HaArba'a Street (The Four street) is a famous commercial street in central Tel Aviv, Israel. It was named after four members of the Haganah that were killed there in 1946 in an attack on nearby British Police that was nearby. 

The street begins in the "Tel Aviv Cinematheque plaza" named by officer – policeman Shmuel Weizman and ending by Begin Road in Sarona, until the Cinematheque was established in 1989 the square by the start of the street was triangular.
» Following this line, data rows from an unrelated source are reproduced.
Issue #14, opened 2019-05-09
Create the Pre-Processing to Prolog Pipeline 


TimothyGillespie:
All the different functionalities (error detection, issue handling, text to prolog readable list, prolog interpreter) need to be connected.to a coherent system of forwarded and partially processed data with respective returns and feedback.

Possible Idea:
Vocabulary Error Detection -> Syntax Error Detection and Text To Prolog Readable List (text formatter) -> Issue Handler -> Prolog Interpreter.

Korosensei42:
For this Issue I would like to sketch my idea of how the pipeline should work alongside an example first.

Input: Text from User as a String. Example: "This text has a wrongWord and it holds that 2 += 2 5" where "wrongWord" is a wrong word.
**1) Vocabulary Error Detection:**
Tell the User, that "wrongWord" is not allowed and where "wrongWord" is. This can for example happen by highlighting "wrongWord" in the input.

Optimally: Make a suggestion for a replacement. However, this is not possible yet (later task for improving the vocabChecker)

Right now: Just let the User try things out until he has an accepted word.

Output: A String that consists only of allowed words. Example: "This text has a rightWord and it holds that 2 += 2 5"

**2) Syntax Error Detection**
Tell the User, that "2 += 2 5" is syntactically incorrect.

Optimally: Make a suggestion for improvement. However, I don't know if that is possible right now. Might have to wait.

Right now: Most likely treat it the same way as in step 1).

Output: A String consisting of syntactically correct expressions. Example: "This text has a rightWord and it holds that 2 + 2 = 5". 

Now, for the case that the user instead adds a new wrong word, start the pipeline at Step 1) again. Now with this output.

**3) Text to Prolog Readable List**
Take the String from before and transform it into a list.

Example: "[This, text, has, a, rightWord, and, it, holds, that, =[+[2,2],5]]].".

Output: List mentioned above.

**4) Issue Handler**
Tell the User what is still wrong. Most likely the remaining errors will be on a semantic level.

Ideally: Propose a specific solution to the user.

Right now: Just tell the user where his mistake is.

Example: Tell the User that "2 + 2 = 5" in his original text is semantically wrong and tell him where in his text this statement is. Wait for him to change "5" to "4". 

Now, it is possible that the user adds new wrong vocabulary or new wrong syntax. For this: Start the whole pipeline with the new input again at Step 1).

**5) Prolog Interpreter**
[...]

PR #31, opened 2019-05-27
Kweirauch / Setting up the Pipeline

Korosensei42:
This changeset takes all functions that currently generate Issues and runs all of them. Also it provides the possibility to throw all Issuemessages as an error message.

Also now it contains the whole vocabulary that is allowed as of right now.


TimothyGillespie:
To 1:
It seems the ifError function just throws anything as long as it is a Truthy Value. So almost everything. It wouldn't throw for null or undefined and I think some other, few values. It doesn't even seem to check if it actually is an error.
I found this: https://github.com/nodejs/node/issues/3398 (doesn't seem to praise ifError a lot)
and this: https://nodejs.org/api/assert.html#assert_assert_iferror_value (here you can see it just tries to anything)
I am not well versed in typescript/javascript error handling, but it doesn't seem to be recommended to use ifError? An alternative could be try-catch-blocks which we know from java though I am not sure if this is good practice. 
https://basarat.gitbooks.io/typescript/docs/types/exceptions.html
@Khazuar please veto me if I am saying something stupid.


To 2:
Regarding the diproche prolog results you can specify what output you would want and I will implement it, so you can just call a function and receive the expected output. You imported PrologResults but you will not need this one. This is just to handle diproche later.

To 3:
I would say define and specify the output you would expect and we will implement that interface. Meanwhile the specified function can just return dummy-output for your references.

Korosensei42:
> An alternative could be try-catch-blocks which we know from java though I am not sure if this is good practice.

Judging from your sources this seems like a better alternative. However, I don't know it's a good practice regarding this, either.

> Regarding the diproche prolog results you can specify what output you would want and I will implement it, so you can just call a function and receive the expected output.

I think this is something we should all discuss in detail together, since I think the prolog results themselves can be quite different in nature. I.e. does it still throw some syntaxerrors we don't cover or, most importantly, which kind of errors do we have on a semantical level? For the time being, I think a simple String "The proof is correct" or "The proof is wrong" should suffice.

> You imported PrologResults but you will not need this one. This is just to handle diproche later.

Thanks for the info! I was not sure about the use of this.

> I would say define and specify the output you would expect and we will implement that interface. 

Most outputs I expect are just a simple String, as described in #14 


Also thank you for the new PR. I will check it out right away.

TimothyGillespie:
Please see pull request #32 for a proposed interface for diproche.

TimothyGillespie:
Sorry, I had totally forgotten to check the information you have provided in #14.

src/pipeline/bundleFunctionalities.ts
```diff
@@ -0,0 +1,54 @@
...
+ * "2 + 2 = 5" is semantically wrong
+ *
+ * function showWrongSemantic(text: string) {
+ *
+ * }
+ *
+ */
+
+export function bundleEverything(text: string) {
+	ifError(showVocabErrors(text)); {
```
Khazuar: The correct way in jest to test that something throws an error:
```typescript
expect(() => { 
  // your code
}).toThrow();
```
you don't need to open a block if you call just a single function: `expect(() => fubar()).toThrow();`. You can also negate your assertion: `expect(() => fubar()).not.toThrow();`. Even though it's type-correct, I'd **not** write `expect(fubar).toThrow();`. Javascript function-objects are weird, and Typescripts type-system for them is not helping much. My advise: Whenever passing around "function-pointers", do so with an explicit lambda-expression.

src/util/diproche/diprocheInterface.ts
```diff
@@ -0,0 +1,6 @@
+// Please specify and describe the return type for this function.
+// Input should be a string I can just run in diproche
+// (also the corresponding predicate like diproche_fo(...).)
+export default function getErrors(diprocheInput: string) {
```
Khazuar: What output would we expect from this function at all? All it can do is find issues in the proof provided to it. IMHO it can just add these issues to the global issue-list itself and return `void`.

Korosensei42:
I can't figure out why my first test doesn't work. Any ideas? I expect an error to be thrown and VSCode does actually throw the error, but the test fails.

TimothyGillespie:
Is the test failing on your local machine too or only on semaphoreci?

TimothyGillespie:
I think I have it.

TimothyGillespie:
I thought the issue was that it had to be `throw new Error(...);` instead of just `throw Error(...)`, but this didn't fix it. I will see if I can find the reason.

TimothyGillespie:
I think I have it now though. The issue seems to be, that you throw an error before you check for it by calling  `getErrors(...)` which then calls `getVocabErrors(...)` which is called before that too.

Please note that you should test errors thrown by using an arrow function like `expect(() => getVocabErrors(userInput)).toThrow(Error);`. You can assign it to a variable too this way like
`const expected = getVocabErrors(userInput);` to then put it in later.

I am not 100% sure but it seems you will need to do this to avoid throwing the error before that. It seems if you throw the error in the body of the test it will fail the test. You need to throw it as an `expect(...)` parameter. The technique with the arrow function seems to delay the error throw until you actually call the function (which contains the arrow throw).

Please see #37 for the version which I created. It doesn't implement what you wanted to implement but could give a direction on what I mean or how to get it running again.

Korosensei42:
@TimothyGillespie Whether I throw a new Error or not doesn't seem to make a difference. The thing with the arrowfunction however, did solve the problem. Thanks!

src/util/diproche/diprocheInterface.test.ts
```diff
@@ -0,0 +1,54 @@
...
+	 const userInput = "Angenommen A ist falshc. Dann ist A => B wahr.";
+	 const expected = () => getVocabErrors(userInput);
+	 expect(expected).toThrow(Error);
+	});
+});
+
+describe("addPredicate", () => {
+	describe("Normal cases", () => {
+		describe("Adding the predicates works for a normal string", () => {
+			it("Adds the prop-logic predicate correctly", () => {
```
Khazuar: How about 
```Typescript
// Top of file
const PREDICATES = ["propositionalLogic", "firstOrderPredicateLogic", "test"];

...
describe(...
  foreach (const pred of PREDICATES) {
    it(....
    it(....
    ...
  }
```

src/util/diproche/diprocheInterface.ts
```diff
@@ -0,0 +1,87 @@
...
+ * it needs to be added. For easier maintainability in case
+ * of an expanding predicate list, the corresponding predicate is
+ * added with respect to the current @param mode. This can, for
+ * example correspond to the concept of "Spielwiese". The user should
+ * be able to just stay inside a mode and not have to add this mode
+ * himself. Hence, the mode needs to be read out from the browser.
+ */
+export function addPredicate(userInput: string, mode: string) {
+	for (const predicate of modes.predicates) {
+		if (predicate.valueOf() === mode.valueOf()) {
```
Khazuar: What do you need these `valueOf` for?

src/util/diproche/diprocheInterface.ts
```diff
@@ -0,0 +1,87 @@
...
+			return replaceModeWithPredicate(mode).concat("(").concat(userInput).concat(").");
+		}
+	}
+}
+
+export function replaceModeWithPredicate(mode: string) {
```
Khazuar:
```suggestion
export function getPrologPredicateForMode(mode: string) {
```

src/util/diproche/diprocheInterface.ts
```diff
@@ -0,0 +1,87 @@
...
+		return "diproche";
+	}
+	if (mode === "firstOrderPredicateLogic") {
+		return "diproche_fo";
+	}
+	if (mode === "test") {
+		return "teste";
+	}
+	return "InvalidPredicate";
+}
```
Khazuar: If your `mode` were a union type (or an enum, which provides union-functionality), you could use exhaustive checking, see https://www.typescriptlang.org/docs/handbook/advanced-types.html Exhaustiveness checking.

src/vocabularyChecker/detectWrongSyntax.test.ts
```diff
@@ -150,12 +151,12 @@ describe("getAllIssues", () => {
 				position: {
 					fromIndex: 0,
 					toIndex: 9,
-				},
-				severity: 3,
+					},
```
Khazuar:
```suggestion
				},
```

src/vocabularyChecker/detectWrongSyntax.test.ts
```diff
@@ -60,41 +60,43 @@ describe("getInvalidWords", () => {
...
+			severity: Severity.FatalError,
 		});
 	});
 
-	/**
-	 * The next two testcases should never actually appear in practice. Since an empty word and a single whitespace
-	 * are not classified as "words" for our purposes. For the sake of completeness those cases are
-	 * tested nonetheless
-	 */
+/**
```
Khazuar: two * usually indicate JSDoc-comments.

src/util/diproche/diprocheInterface.ts
Korosensei42: Do you mean that I could define it as string | undefined?

Khazuar: Actually, `"propositionalLogic" | "firstOrderPredicateLogic" | "test"` is a type, too (one that can only take the values `"propositionalLogic"`,`"firstOrderPredicateLogic"` or `"test"`). You can give it a shorter name, too:
```typescript
type Mode = "propositionalLogic" | "firstOrderPredicateLogic" | "test";

export function replaceModeWithPredicate(mode: Mode): string {
```

If you do so, you do not have to return `InvalidPredicate` at the end, since the compiler can determine this line is never reached. It is good practice to throw a `UnexpectedError` there though, so we know about totally unexpected inputs as soon as possible:

```Typescript
export class UnexpectedError: Error {
  constructor(unexpected: never) {
    super(`Unexpected value '${unexpected}'!`);
  }
}
```

`never` is the Typescript type that a variable gets when previous checks ruled out all possible values. This usually only occurs when someone tampered with the typesystem (by using raw Javascript, casting or `any`).

Korosensei42: Understood. But which superconstructor should get called? I thought, superconstructors need to have some superclass as reference.

src/util/diproche/diprocheInterface.ts
Korosensei42: This was a leftover from some earlier debugging.

src/util/diproche/diprocheInterface.ts
Korosensei42: I just pushed the code as far as I understood you. One test now doesn't work anymore (which is understandable) and I get an error because of super (which I don't know how to solve currently).

src/util/diproche/diprocheInterface.ts
```diff
@@ -0,0 +1,96 @@
+import IssueCode from "../../checking/issueCodes";
+import { getAllIssues } from "../../vocabularyChecker/detectWrongSyntax";
+import modes from "./predicateList.json";
+
+type Mode = "propositionalLogic" | "firstOrderPredicateLogic" | "test";
+
+export class UnexpectedError {
```
TimothyGillespie:
```suggestion
export class UnexpectedError extends Error {
```

I think this is what @Khazuar meant this. This fixes the Error and should do what we want.

Korosensei42: You are right. Thanks!

src/util/diproche/diprocheInterface.ts
```diff
@@ -0,0 +1,96 @@
...
+import { getAllIssues } from "../../vocabularyChecker/detectWrongSyntax";
+import modes from "./predicateList.json";
+
+type Mode = "propositionalLogic" | "firstOrderPredicateLogic" | "test";
+
+export class UnexpectedError extends Error{
+	constructor(unexpected: never) {
+		super(`Unexpected value '${unexpected}'!`);
+	}
+}
```
Khazuar: This can go in a separate file, since it's usable all over the codebase.

src/util/diproche/diprocheInterface.ts
Khazuar: The tip by @TimothyGillespie did it ;)

src/util/diproche/diprocheInterface.ts
```diff
@@ -0,0 +1,96 @@
...
+export function getPrologPredicateForMode(mode: Mode) {
+	if (mode === "propositionalLogic") {
+		return "diproche";
+	}
+	if (mode === "firstOrderPredicateLogic") {
+		return "diproche_fo";
+	}
+	if (mode === "test") {
+		return "teste";
+	}
```
Khazuar: You could `switch` here.

Korosensei42:
The main problem right now seems too be, that the functions from issueMapping all reference the global variable inside there. Most likely I will need to solve this by just running all the functions to grow one big list of issues ans only at the end will I read the whole list.

Korosensei42:
@RonjaKaehne Could you give me a reminder as to which of your functions collects all the Issues corresponding to textformatting? I would like to add it to the pipeline.

src/util/diproche/diprocheInterface.ts
```diff
@@ -0,0 +1,97 @@
+import Issue from "../../issueHandling/issue";
+import { concatOneIssueList } from "../../issueHandling/issueMapping";
+import { getAllIssues } from "../../vocabularyChecker/detectWrongSyntax";
+import { UnexpectedError } from "./Errors";
+import modes from "./predicateList.json";
+
+export type Mode = "propositionalLogic" | "firstOrderPredicateLogic" | "test";
```
TimothyGillespie: A type will definitly work here too, but I think an enum would do better. The autocomplete function is more usable then the one for this type implementation. You don't have do handle strings which will indicate that this is not just randomly changeable and you can use a secondary value for them (if undefined they will just be 0, 1, 2 etc.)

src/util/diproche/predicateList.json
```diff
@@ -0,0 +1,10 @@
+{
```
TimothyGillespie: I think this json would become unnecessary. That it needs to have the keys listed twice makes is very unconvient to edit and add to as well.

src/util/diproche/diprocheInterface.ts
```diff
@@ -0,0 +1,97 @@
...
+
+/**
```
TimothyGillespie: I think you are describing the function too much in detail and trying to justify it.
The JSDoc should:

- Describe what the function achieves
- Document what the functions parameters should be with @param
- Document what the return will be (if it is not null) with @return
- Document which Exceptions it might throw and when (if any) with @throws (this isn't usually used a lot it seems, but it seems useful to me)

This is very useful because most IDEs will tell you the information that you have entered when you using the function somewhere else. It can also automatically be compiled to an actual documentation and give documentation a more structured character.

Justifications for this functions should usually be in non-JSDoc comments.

Here is an example
https://jsdoc.app/howto-es2015-classes.html

And here some more details on how to write a few things:
https://devhints.io/jsdoc

src/util/diproche/diprocheInterface.ts
```diff
@@ -0,0 +1,97 @@
...
+		default: {
+			throw(UnexpectedError);
+		}
+	}
+}
+
+// Assuming "wrongWord" is not an allowed word, then a
+// vocaberror is an error like "the word "wrongWord"
+// in the text "This text contains a wrongWord".
+export function getVocabErrors(userInput: string): Issue[] | void {
```
TimothyGillespie: When is the return type a Issue[] and when void?

src/util/diproche/diprocheInterface.ts
```diff
@@ -0,0 +1,97 @@
...
+		case "test": {
+			return "teste";
+		}
+		default: {
+			throw(UnexpectedError);
+		}
+	}
+}
+
+// Assuming "wrongWord" is not an allowed word, then a
```
TimothyGillespie: Examples should be described in tests.

src/util/diproche/diprocheInterface.test.ts
```diff
@@ -0,0 +1,89 @@
...
+				expect(addPredicate("", pred)).toEqual("diproche_fo().");
+			});
+			it("Adds test-predicate to an empty string", () => {
+				const pred = "test";
+				expect(addPredicate("", pred)).toEqual("teste().");
+			});
+		});
+	});
+	describe("Error cases", () => {
+		describe("Predicate is invalid", () => {
```
TimothyGillespie: In my opinion you are nesting describes too much. This makes it harer to read and in this case you put two extra describes for one test. I think normal cases, errors cases and limit cases don't have to be explicitely mentioned and can be described in the test name like "Will throw a SomeErrorException when the predciate is invalid".

Korosensei42: I wouldn't go as far saying one style is superior to the other, but in my mind this cascade of describes results in more structured testcases in general. I can see why it is redundant from your point of view, because it just adds more text to read while providing no additional functionality or testcoverage. However, in the case I add more and more tests later (which most likely will happen), one might find the repeated partition useful for understanding the testcases better.

Mostly it's just a choice of design, but for the time being, I prefer the nested describes. But I can see where you're coming from.

src/util/diproche/diprocheInterface.ts
Korosensei42: That was actually something I was wondering, too. As in: I know that examples should serve as tests, but I never figured, that examples should **exclusively** be tests. Here I figured a example would result in a better understanding in the code without having to look at the tests.

src/util/diproche/diprocheInterface.ts
Korosensei42: That was a leftover from some debugging I did before a commit. Good thing you catched it. void doesn't serve any purpose here.

src/util/diproche/diprocheInterface.ts
Korosensei42: You're right. This justification would be better fitted in some kind of design document.

src/util/diproche/diprocheInterface.ts
```diff
@@ -0,0 +1,97 @@
...
+ * of an expanding predicate list, the corresponding predicate is
+ * added with respect to the current @param mode. This can, for
+ * example correspond to the concept of "Spielwiese". The user should
+ * be able to just stay inside a mode and not have to add this mode
+ * himself. Hence, the mode needs to be read out from the browser.
+ */
+export function addPredicate(userInput: string, mode: Mode) {
+	for (const predicate of modes.predicates) {
+		if (predicate === mode) {
+			return getPrologPredicateForMode(mode).concat("(").concat(userInput).concat(").");
```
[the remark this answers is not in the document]
Korosensei42: Do you mean it is less readable because concat needs parantheses itself? Otherwise I don't see how concat makes it less readable. In fact, the intention behind using concat was better readability, so one can immediately understand, that two strings are added.

Is your argument behind + being more readable, that there is less text and no additional parantheses which could be confusing?

Either way I think this is mostly a choice of preference, so I don't really care if I change it to + or leave it at concat.

src/util/diproche/diprocheInterface.ts
Korosensei42: I see your point and will try the enum.

src/util/diproche/diprocheInterface.ts
```diff
@@ -0,0 +1,97 @@
...
+		}
+	}
+	return "Es gibt kein passendes Prädikat.";
```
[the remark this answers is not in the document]
Korosensei42: Agreed.

src/util/diproche/diprocheInterface.test.ts
Korosensei42: When using your enum-based Ansatz, this particular error case got redundant anyways, since the linter doesn't allow for an invalid Predicate anyways. However, the topic of this choice of design remains.

src/issueHandling/issueMapping.ts
```diff
@@ -33,6 +33,12 @@ export function addIssueToIssueList(issue: Issue) {
 	foundIssues.push(issue);
 }
 
+export function concatOneIssueList(issues: Issue[]) {
+	for (const issue of issues) {
+		addIssueToIssueList(issue);
+	}
+}
```
Khazuar: This method breaks the encapsulation of the issueMapping-module. Please remove.

src/util/diproche/diprocheInterface.ts
Khazuar: Since we're writing Typescript (instead of Javascript), I think we should omit the type-info in JSDoc-comments though. This can be expressed better with the actual parameter-types / method-return-type.

src/util/diproche/diprocheInterface.ts
Khazuar: Users of your code will usually look for examples on how to use your method by using "Find References" (or similar) in their IDE. This way, they will find your tests really quickly.
Ideally though, your function needs no description at all, because its name+parameter(-names+-types)+returntype already tell the whole story. A quick one-line-explanaition can clarify something that is easily misunderstood. Nobody will read a longer method-comment though, when they don't understand at this point what's happening, it's more likely they will take a look at the method-code directly.

src/util/diproche/diprocheInterface.ts
```diff
@@ -0,0 +1,74 @@
...
+ */
+export function addPredicate(userInput: string, mode: Mode) {
+	return mode.concat("(").concat(userInput).concat(").");
+}
+
+// Assuming "wrongWord" is not an allowed word, then a
+// vocaberror is an error like "the word "wrongWord"
+// in the text "This text contains a wrongWord".
+export function getVocabErrors(userInput: string): void {
+	concatOneIssueList(getAllIssues(userInput));
```
Khazuar: You should use the `addIssue`-method here. Since that method takes the issue-code only though, you will need to change `getAllIssues` to not return issues, but add the issue-codes via `addIssue` directly.

src/util/diproche/diprocheInterface.ts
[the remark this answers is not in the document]
TimothyGillespie: I meant it is less readable because of the parentheses.
I think using + to concate strings will not make it less readable to other developers though since this is pretty usual to do in javascript.

The only case were + should definitly be chosen over concat is when you call will call it many times for example in a loop, since + is faster than concat.

See here:
http://jsben.ch/D4itG

If you wanna address my comment and keep concat you could do something like this:
```
return getPrologPredicateForMode(mode)
  .concat("(")
  .concat(userInput)
  .concat(").");
```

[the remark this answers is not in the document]
Korosensei42: Interestingly enough I get a 2% faster result for concat when following your link, meaning concat is faster by the slightest bit. After running the tests a second time it was even 5% faster and after the 4th time running it, + was 5% faster. The variance seems to be even stronger, since after doing more test runs one was 20% faster than the other and then they swapped roles again.

The set of words on the left didn't seem to change. So I guess the results don't speak in favor of any one of those methods. Also, even one was faster, I don't think that's really the important thing, since I only use these methods twice, whereas the benchmark uses round about 500 words, thus using both methods around 500 times.

 However, since none of those methods seems to be faster and I most likely have author-bias, I will change it to +.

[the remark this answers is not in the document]
Khazuar: Benchmarking JavaScript is terribly complicated; trust me, I interned in the V8-team for 3 months, and if there's anything I learned, it's that you've got to take into account way to many things. We tested and benchmarked on countless different platforms and with different optimization strategies, and there was rarely something that was "obviously better in every possible way".
Therefore, I would put emphasis on readability. Your code doesn't seem to be performance sensitive anyways, so that should really be a no-brainer. Simplest solution (with a very reasonable performance, potentially even faster than `concat` or `+` (for number of parameters known at compile time):
```typescript
`${getPrologPredicateForMode(mode)}(${userInput})`
```
Here the compiler and optimizer can (at compile time) see how many things get combined and can potentially choose the most efficient approach right away. It is both short and pretty readable, too.

src/util/diproche/diprocheInterface.ts
Korosensei42: I don't understand why it would be disadventageous to immediately append a whole Issue[] to another one. If I understand the reason behind your suggestion I would agree on what I have to change, though.

src/issueHandling/issueMapping.ts
Korosensei42: What do you mean by encapsulation? I am not sure, if I have the same understanding of this word as you. In my mind it refers to the ability to manipulate the used data structures. Also I only use a method that was used before, so isn't this first method addIssueToIssueList breaking the encapsulation as well?
Also, I only use this new method on an Issue[] that I don't want to manipulate anyways.

Khazuar: IMHO we shouldn't allow to add `Issue`-instances to the issue-list directly.

Korosensei42:
A lot of tests I had previously got outdated when using the new intended way to handle issues. Therefore a lot is still untested. Also: We currently don't have any meaning of detecting semantic errors, afaik. So from a functional point of view, I guess I am done. I only have to test everything now.

Khazuar:
@Korosensei42 You need to merge master in here again.

Korosensei42:
I don't see where there are still changes requested, since everything was resolved in my opinion. Therefore I can't seem to merge master. GitHub tells me, that merging is blocked.

TimothyGillespie:
You want to merge into master?
In that case you not only need to address requested changes but to also have an approving review.
The requested changes don't resolve automaticaly too. You need to re-request a review.
Afaik: my requested changes wouldn't block you but @Khazuar's would. 
See https://help.github.com/en/articles/about-pull-request-reviews:

If required reviews are enabled and a collaborator with write, admin, or owner access to the repository submits a review requesting changes, the pull request cannot be merged until the same collaborator submits another review approving the changes in the pull request.

Korosensei42:
I might have expressed myself wrong. I wanted to merge the master branch into mine, only this time I wanted to try and do this via the browser. But it seems like I've misread something. Within the pull request there is no option to do it this way. Only the way you assumed.

Nonetheless I still wondered why some requests were left as necessary. That is clear now, after your answer.

src/util/diproche/diprocheInterface.ts
```diff
@@ -0,0 +1,59 @@
...
+export function getErrors(diprocheInput: string) {
+	getErrorsBeforeDiproche(diprocheInput);
+	// getErrorsAfterDiproche(diprocheInput);
+}
+
+export default function displayErrors(userInput: string) {
+	getErrors(userInput);
+	if (listAllIssues().length > 0) {
+		for (const issue of listAllIssues()) {
+			throw new Error(issue.message);
```
Khazuar: No. Throwing will leave this context the first time.

Korosensei42:
This changeset takes all functions that currently generate Issues and runs all of them. Also it provides the possibility to throw all Issuemessages as an error message.

src/util/diproche/diprocheInterface.ts
Korosensei42: Changed this. Also provided a description further down.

Route of the road was the southern border of the German Colony Sarona in the north to the present to a number of houses Templars.  Houses closest to the street were built later, in proportion to the rest of village houses, and they have the international style that most new houses were built of Tel Aviv in the 1930s, before abandoning the colony.  Today the street is part of the business square in Tel Aviv and is analogous to the business of Hahashmonaim and is part of the South Campus.  Part of this project have been built so far at the eastern end of the street, late '90s, three office towers − Millennium Tower, Tower East, Platinum Tower and beside them a unique structure of the plant matter of IEC.  With companies located in the towers are among Israel Corp., Israel Chemicals and KPMG. tower East state Comptroller office is located. Millennium Tower Restaurant is the home of chef Aviv Moshe.  The street is "Templar winery" near the German Colony – Templar "Sharona" designed to make the market structure.  This street offices also located in the center of local government in Israel.

References 
 The information in this article is based on that in its Hebrew equivalent.